]
Galder Zamarreño updated ISPN-5876:
-----------------------------------
Fix Version/s: 5.2.15.Final
Pre-commit cache invalidation creates stale cache vulnerability
---------------------------------------------------------------
Key: ISPN-5876
URL:
https://issues.jboss.org/browse/ISPN-5876
Project: Infinispan
Issue Type: Bug
Components: Eviction
Affects Versions: 5.2.7.Final
Reporter: Stephen Fikes
Assignee: Galder Zamarreño
Fix For: 5.2.15.Final, 8.1.0.Beta1, 8.1.0.Final
In a cluster where Infinispan serves as the level 2 cache for Hibernate (configured for
invalidation), because invalidation requests for modified entities are sent *before*
database commit, it is possible for nodes receiving the invalidation request to perform
eviction and then (due to "local" read requests) reload the evicted entities
prior to the time the database commit takes place in the server where the entity was
modified.
Consequently, other servers in the cluster may contain data that remains stale until a
subsequent change in another server or until the entity times out from lack of use.
It isn't easy to write a testcase for this - it required manual intervention to
reproduce - but can be seen with any entity class, cluster, etc. (at least using Oracle -
results may vary with specific databases) so I've not attached a testcase. The issue
can be seen/understood by code inspection (i.e. the timing of invalidation vs. database
commit). That said, my test consisted of a two node cluster and I used Byteman rules to
delay database commit of a change to an entity (with an optimistic version property) long
enough in "server 1" for eviction to complete and a subsequent re-read (by a
worker thread on behalf of an EJB) to take place in "server 2". Following the
re-read in "server 2", I the database commit proceeds in "server 1"
and "server 2" now has a stale copy of the entity in cache.

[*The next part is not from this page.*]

Issue #1320, opened 2021-09-30
Configurable page size for htmlui?


CrendKing:
Currently the page size of htmlui is [hardcoded at 10](https://github.com/kopia/kopia/blob/d9c1bd0758321eabf501dee50d62034d566f4a68/htmlui/src/Table.js#L66). With lots of backed up items and a large display, it's often to see 10+ pages and huge amount of wasted screen space. I tested a larger page size locally and that drastically improved my user experience. Ideally there could be either `server start` argument or even in-UI setting to change that, but I don't know how to.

One option is pessimistic locking which will block any read attempt until the DB commit
completes. It is not feasible, however, for many applications to use pessimistic locking
for all reads as this can have a severe impact on concurrency - and is the reason for
using optimistic version control. But due to the early timing of invalidation broadcast
(*before* database commit, while the data is not yet stale), optimistic locking is
insufficient to guard against "permanently" stale data. We did see that some
databases default to blocking repeatable reads even outside of transactions and without
explicit lock requests. Oracle does not provide such a mode. So, all reads must be
implemented to use pessimistic locks (which must be enclosed in explicit transactions -
(b)locking reads are disallowed when autocommit=true in Oracle) and this could require
significant effort (re-writes) to use pessimistic reads throughout - in addition to the
performance issues this can introduce.
If broadcast of an invalidation message always occurs *after* database commit, optimistic
control attributes are sufficient to block attempts to write stale data and though a few
failures may occur (as they would in a single server with multiple active threads), it can
be known that the stale data will be removed in some finite period.